[Opening STORED DATA section]
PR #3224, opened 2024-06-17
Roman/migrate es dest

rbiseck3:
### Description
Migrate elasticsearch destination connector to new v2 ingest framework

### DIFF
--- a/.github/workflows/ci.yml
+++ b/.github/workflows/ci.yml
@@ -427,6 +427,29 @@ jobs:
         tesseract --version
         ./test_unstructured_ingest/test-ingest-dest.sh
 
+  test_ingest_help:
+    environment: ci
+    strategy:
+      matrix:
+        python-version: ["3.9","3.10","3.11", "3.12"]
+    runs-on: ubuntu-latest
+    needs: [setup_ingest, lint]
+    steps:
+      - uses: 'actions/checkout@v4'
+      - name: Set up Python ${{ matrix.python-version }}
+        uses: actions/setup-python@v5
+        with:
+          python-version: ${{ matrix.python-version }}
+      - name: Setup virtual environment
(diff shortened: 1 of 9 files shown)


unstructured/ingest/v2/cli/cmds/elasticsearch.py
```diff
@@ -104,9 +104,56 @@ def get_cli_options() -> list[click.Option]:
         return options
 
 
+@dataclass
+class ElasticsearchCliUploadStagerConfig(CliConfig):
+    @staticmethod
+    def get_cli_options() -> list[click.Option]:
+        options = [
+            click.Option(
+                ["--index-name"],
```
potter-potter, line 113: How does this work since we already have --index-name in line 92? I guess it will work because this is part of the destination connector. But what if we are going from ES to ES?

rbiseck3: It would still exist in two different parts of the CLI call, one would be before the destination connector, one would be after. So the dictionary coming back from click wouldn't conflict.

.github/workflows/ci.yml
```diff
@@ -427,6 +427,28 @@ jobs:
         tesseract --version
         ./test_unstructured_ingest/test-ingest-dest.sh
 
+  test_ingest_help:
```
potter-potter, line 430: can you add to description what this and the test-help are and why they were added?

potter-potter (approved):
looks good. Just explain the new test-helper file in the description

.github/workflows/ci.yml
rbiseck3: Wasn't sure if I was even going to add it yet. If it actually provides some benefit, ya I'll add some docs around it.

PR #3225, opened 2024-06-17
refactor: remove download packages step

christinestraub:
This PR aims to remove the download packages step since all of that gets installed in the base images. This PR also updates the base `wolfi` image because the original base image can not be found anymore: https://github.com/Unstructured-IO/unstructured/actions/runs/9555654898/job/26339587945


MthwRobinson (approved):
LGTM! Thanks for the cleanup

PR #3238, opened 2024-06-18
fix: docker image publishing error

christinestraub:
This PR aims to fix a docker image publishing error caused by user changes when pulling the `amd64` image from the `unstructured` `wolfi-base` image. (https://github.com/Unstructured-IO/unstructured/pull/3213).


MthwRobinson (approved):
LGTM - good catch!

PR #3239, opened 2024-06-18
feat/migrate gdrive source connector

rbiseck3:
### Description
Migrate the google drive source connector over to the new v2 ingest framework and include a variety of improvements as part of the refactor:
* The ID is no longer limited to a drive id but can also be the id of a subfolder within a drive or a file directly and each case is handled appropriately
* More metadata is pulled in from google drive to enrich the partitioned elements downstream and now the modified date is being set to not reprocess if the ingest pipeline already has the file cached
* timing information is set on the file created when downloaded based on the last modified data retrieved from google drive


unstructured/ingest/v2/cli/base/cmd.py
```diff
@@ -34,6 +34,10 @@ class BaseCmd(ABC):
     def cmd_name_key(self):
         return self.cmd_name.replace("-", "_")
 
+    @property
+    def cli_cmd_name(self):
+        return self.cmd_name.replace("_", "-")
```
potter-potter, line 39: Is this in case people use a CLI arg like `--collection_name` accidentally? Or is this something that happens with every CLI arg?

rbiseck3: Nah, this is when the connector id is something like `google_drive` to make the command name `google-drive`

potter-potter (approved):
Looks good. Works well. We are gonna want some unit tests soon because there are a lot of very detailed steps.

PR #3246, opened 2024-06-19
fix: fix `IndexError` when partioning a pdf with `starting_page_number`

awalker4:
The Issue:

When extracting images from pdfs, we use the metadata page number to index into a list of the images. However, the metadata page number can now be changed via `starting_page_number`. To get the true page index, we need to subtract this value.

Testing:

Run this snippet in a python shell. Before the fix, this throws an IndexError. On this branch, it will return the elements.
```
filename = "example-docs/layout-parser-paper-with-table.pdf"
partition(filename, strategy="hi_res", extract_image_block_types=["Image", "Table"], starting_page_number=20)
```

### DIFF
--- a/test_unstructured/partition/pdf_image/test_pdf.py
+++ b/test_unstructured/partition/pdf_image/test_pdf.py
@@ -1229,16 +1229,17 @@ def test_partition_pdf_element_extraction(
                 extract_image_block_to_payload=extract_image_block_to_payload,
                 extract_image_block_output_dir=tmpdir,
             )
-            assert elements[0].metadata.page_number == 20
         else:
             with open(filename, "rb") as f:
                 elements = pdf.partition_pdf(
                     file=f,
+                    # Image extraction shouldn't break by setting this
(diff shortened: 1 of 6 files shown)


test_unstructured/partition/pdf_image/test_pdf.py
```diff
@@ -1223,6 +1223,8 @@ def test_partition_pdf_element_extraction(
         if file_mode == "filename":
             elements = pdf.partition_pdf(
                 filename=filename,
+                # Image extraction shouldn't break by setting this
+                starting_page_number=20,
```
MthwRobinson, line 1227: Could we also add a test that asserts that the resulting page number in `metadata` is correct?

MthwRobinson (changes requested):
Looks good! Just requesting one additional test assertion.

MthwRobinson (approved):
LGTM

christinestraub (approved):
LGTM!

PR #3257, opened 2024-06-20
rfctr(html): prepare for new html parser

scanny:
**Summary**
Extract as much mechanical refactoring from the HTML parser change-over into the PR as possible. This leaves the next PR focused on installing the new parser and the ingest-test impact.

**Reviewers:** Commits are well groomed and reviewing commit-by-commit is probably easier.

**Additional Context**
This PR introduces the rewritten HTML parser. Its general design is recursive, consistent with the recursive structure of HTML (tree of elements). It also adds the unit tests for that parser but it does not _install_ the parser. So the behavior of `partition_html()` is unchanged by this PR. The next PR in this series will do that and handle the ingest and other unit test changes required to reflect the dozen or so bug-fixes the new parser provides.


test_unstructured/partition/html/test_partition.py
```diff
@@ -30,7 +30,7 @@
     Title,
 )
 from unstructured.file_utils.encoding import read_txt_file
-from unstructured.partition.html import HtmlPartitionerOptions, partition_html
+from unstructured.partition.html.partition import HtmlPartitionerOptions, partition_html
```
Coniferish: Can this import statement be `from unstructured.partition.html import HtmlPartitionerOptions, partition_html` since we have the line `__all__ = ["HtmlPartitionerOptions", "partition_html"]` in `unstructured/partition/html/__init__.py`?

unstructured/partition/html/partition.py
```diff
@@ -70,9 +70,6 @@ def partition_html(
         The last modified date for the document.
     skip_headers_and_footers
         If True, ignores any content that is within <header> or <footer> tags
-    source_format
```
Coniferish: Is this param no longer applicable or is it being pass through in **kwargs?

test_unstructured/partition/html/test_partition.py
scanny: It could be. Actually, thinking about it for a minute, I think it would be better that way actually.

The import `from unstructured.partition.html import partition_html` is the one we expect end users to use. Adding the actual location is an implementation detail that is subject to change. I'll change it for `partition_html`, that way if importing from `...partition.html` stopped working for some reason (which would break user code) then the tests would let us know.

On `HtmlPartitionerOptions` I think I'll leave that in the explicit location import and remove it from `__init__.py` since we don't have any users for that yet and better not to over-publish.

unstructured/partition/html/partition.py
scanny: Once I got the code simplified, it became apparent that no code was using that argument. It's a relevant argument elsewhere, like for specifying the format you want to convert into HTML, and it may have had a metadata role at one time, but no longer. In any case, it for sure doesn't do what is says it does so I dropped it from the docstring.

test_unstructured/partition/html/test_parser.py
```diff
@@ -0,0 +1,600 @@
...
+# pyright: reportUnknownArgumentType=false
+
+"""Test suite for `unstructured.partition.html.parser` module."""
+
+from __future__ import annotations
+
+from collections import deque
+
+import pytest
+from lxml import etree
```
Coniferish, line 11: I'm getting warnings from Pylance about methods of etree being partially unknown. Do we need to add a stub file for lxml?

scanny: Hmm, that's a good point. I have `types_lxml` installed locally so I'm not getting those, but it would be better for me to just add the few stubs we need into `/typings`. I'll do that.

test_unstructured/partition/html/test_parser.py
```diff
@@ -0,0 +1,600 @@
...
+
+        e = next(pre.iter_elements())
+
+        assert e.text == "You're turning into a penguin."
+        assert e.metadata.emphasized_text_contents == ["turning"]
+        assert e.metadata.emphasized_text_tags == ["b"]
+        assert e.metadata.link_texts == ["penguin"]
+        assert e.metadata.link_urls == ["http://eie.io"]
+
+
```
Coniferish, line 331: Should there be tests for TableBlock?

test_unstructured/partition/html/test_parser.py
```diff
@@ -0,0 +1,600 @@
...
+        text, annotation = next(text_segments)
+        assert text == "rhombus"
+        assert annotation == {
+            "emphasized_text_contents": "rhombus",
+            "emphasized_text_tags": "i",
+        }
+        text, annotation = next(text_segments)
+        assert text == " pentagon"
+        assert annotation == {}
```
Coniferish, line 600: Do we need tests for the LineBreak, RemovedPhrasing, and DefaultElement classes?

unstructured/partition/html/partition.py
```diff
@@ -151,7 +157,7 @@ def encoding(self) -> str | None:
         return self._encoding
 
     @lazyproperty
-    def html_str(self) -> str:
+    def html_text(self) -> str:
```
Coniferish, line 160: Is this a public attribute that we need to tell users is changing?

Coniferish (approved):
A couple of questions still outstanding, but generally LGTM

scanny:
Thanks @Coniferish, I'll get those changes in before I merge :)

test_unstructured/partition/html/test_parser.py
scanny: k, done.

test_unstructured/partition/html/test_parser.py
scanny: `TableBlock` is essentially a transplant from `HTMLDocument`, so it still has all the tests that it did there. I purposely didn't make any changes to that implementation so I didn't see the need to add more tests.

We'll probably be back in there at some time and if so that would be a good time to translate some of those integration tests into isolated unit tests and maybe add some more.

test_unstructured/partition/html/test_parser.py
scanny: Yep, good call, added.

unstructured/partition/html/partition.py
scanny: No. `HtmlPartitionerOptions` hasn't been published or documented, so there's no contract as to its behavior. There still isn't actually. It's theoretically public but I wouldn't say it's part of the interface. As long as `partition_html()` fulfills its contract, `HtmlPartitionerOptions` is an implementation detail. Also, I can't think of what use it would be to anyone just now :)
[Closing STORED DATA section]
__TO DO__. Give again, word for word, the lines of the listing, starting at its first line and ending with the line containing "looks good. Just".

__TASK RESULT__.
PR #3224, opened 2024-06-17
Roman/migrate es dest

rbiseck3:
### Description
Migrate elasticsearch destination connector to new v2 ingest framework

### DIFF
--- a/.github/workflows/ci.yml
+++ b/.github/workflows/ci.yml
@@ -427,6 +427,29 @@ jobs:
         tesseract --version
         ./test_unstructured_ingest/test-ingest-dest.sh
 
+  test_ingest_help:
+    environment: ci
+    strategy:
+      matrix:
+        python-version: ["3.9","3.10","3.11", "3.12"]
+    runs-on: ubuntu-latest
+    needs: [setup_ingest, lint]
+    steps:
+      - uses: 'actions/checkout@v4'
+      - name: Set up Python ${{ matrix.python-version }}
+        uses: actions/setup-python@v5
+        with:
+          python-version: ${{ matrix.python-version }}
+      - name: Setup virtual environment
(diff shortened: 1 of 9 files shown)


unstructured/ingest/v2/cli/cmds/elasticsearch.py
```diff
@@ -104,9 +104,56 @@ def get_cli_options() -> list[click.Option]:
         return options
 
 
+@dataclass
+class ElasticsearchCliUploadStagerConfig(CliConfig):
+    @staticmethod
+    def get_cli_options() -> list[click.Option]:
+        options = [
+            click.Option(
+                ["--index-name"],
```
potter-potter, line 113: How does this work since we already have --index-name in line 92? I guess it will work because this is part of the destination connector. But what if we are going from ES to ES?

rbiseck3: It would still exist in two different parts of the CLI call, one would be before the destination connector, one would be after. So the dictionary coming back from click wouldn't conflict.

.github/workflows/ci.yml
```diff
@@ -427,6 +427,28 @@ jobs:
         tesseract --version
         ./test_unstructured_ingest/test-ingest-dest.sh
 
+  test_ingest_help:
```
potter-potter, line 430: can you add to description what this and the test-help are and why they were added?

potter-potter (approved):
looks good. Just explain the new test-helper file in the description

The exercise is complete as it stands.